- Classification: Division I
- Season: 2018–19
- Teams: 8
- Site: Bill Harris Arena Birmingham, Alabama
- First round site: Campus sites
- Champions: Prairie View A&M (2nd title)
- Winning coach: Byron Smith (1st title)
- MVP: Gary Blackston (Prairie View A&M)
- Television: ESPN3, ESPNU

= 2019 SWAC men's basketball tournament =

The 2019 SWAC men's basketball tournament was the postseason men's basketball tournament for the Southwestern Athletic Conference during the 2018–19 season. Tournament first round games were played at the campus of the higher seeded team on March 12. The remainder of the tournament was held on March 15 and 16, 2019 at the Bill Harris Arena in Birmingham, Alabama. Prairie View A&M defeated Texas Southern 92–86 in the championship game to win the tournament, and received the SWAC's automatic bid to the 2019 NCAA tournament. It was the second SWAC title for Prairie View A&M, and the first since the 1997–98 season.

==Seeds==
The top eight teams qualified for the conference tournament. Teams were seeded by conference record, with a tiebreaker system used for teams with identical conference records. The top 4 seeds host their quarterfinal round games. Alabama A&M is ineligible for postseason play due to APR violations.
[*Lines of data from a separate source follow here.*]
PR #334, opened 2020-02-12
Added payment-provider client

marcosvcp:

As title says

Many VTEX Payment apps use this client

#### Types of changes


src/clients/external/PaymentProvider.ts
```diff
@@ -0,0 +1,77 @@
...
+  inbound: (transactionId: string, paymentId: string, action: string) =>
+    `${routes.payment(transactionId, paymentId)}/inbound-request/${action}`,
+}
+
+export class PaymentProvider extends ExternalClient {
+  constructor(protected context: IOContext, options?: InstanceOptions) {
+    super(
+      `http://${context.account}.vtexpayments.com.br/payment-provider`,
+      context,
+      options
```
tlgimenes: why not adding the `x-vtex-use-https` in here instead ? This way we will secure the client for any request

PR #340, opened 2020-02-17
Injects skidder topics into logs to be processed by fluentd

daniel-mitre:

This PR adds **__SKIDDER_TOPIC_1** and **__SKIDDER_TOPIC_2** keys into logs to indicate which topics in *kafka* the logs should be sent by *fluentd*.

We are going to send logs from *fluentd* to *Kafka* (to be consumed by *skidder*) and would be great if the logs arrived in *fluentd* with the topic names, similar to the **SPLUNK_INDEX** injected by *kube-router* in the container metadata section.
I also changed to get the APP_ID from the constants import.

An application should log something with the logger and in *splunk* we should see the log with the new keys.
An app called `vtex.foo` installed in the account `bar` should have the values:
__SKIDDER_TOPIC_1: "skidder.acc.bar"
__SKIDDER_TOPIC_2: "skidder.app.bar.vtex.foo"

#### Types of changes

### DIFF
--- a/CHANGELOG.md
+++ b/CHANGELOG.md
@@ -6,6 +6,8 @@ The format is based on [Keep a Changelog](http://keepachangelog.com/en/1.0.0/)
 and this project adheres to [Semantic Versioning](http://semver.org/spec/v2.0.0.html).
 
 ## [Unreleased]
+
+## [6.17.0] - 2020-02-18
 ### Added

| Seed | School | Conference | Tiebreaker |
|---|---|---|---|
| 1 | Prairie View A&M | 17–1 |  |
| 2 | Texas Southern | 14–4 |  |
| 3 | Jackson State | 10–8 | 4–0 vs. UAPB/GSU |
| 4 | Grambling State | 10–8 | 1–3 vs. JSU/UAPB, Better point differential in season split with UAPB |
| 5 | Arkansas–Pine Bluff | 10–8 | 1–3 vs. JSU/GSU, Worse point differential in season split with Grambling State |
| 6 | Alabama State | 9–9 |  |
| 7 | Southern | 6–12 | Better point differential in season split with Alcorn State |
| 8 | Alcorn State | 6–12 | Worse point differential in season split with Southern |

==Schedule and results==

Game: Time; Matchup; Score; Television
Quarterfinals – Tuesday, March 12 – campus sites
1: 7:30 pm; No. 8 Alcorn State at No. 1 Prairie View A&M; 66–86; ESPN3
2: 7:30 pm; No. 5 Arkansas–Pine Bluff at No. 4 Grambling State; 52–59
3: 7:30 pm; No. 7 Southern at No. 2 Texas Southern; 70–80
4: 8:00 pm; No. 6 Alabama State at No. 3 Jackson State; 58–49
Semifinals – Friday, March 15 – Bill Harris Arena, Birmingham, AL
5: 2:30 pm; No. 1 Prairie View A&M vs. No. 4 Grambling State; 81–71; ESPN3
6: 8:30 pm; No. 2 Texas Southern vs. No. 6 Alabama State; 80–66
Final – Saturday, March 16 – Bill Harris Arena, Birmingham, AL
7: 5:00 pm; No. 1 Prairie View A&M vs. No. 2 Texas Southern; 92–86; ESPNU
Game times in CST. Rankings denote tournament seed.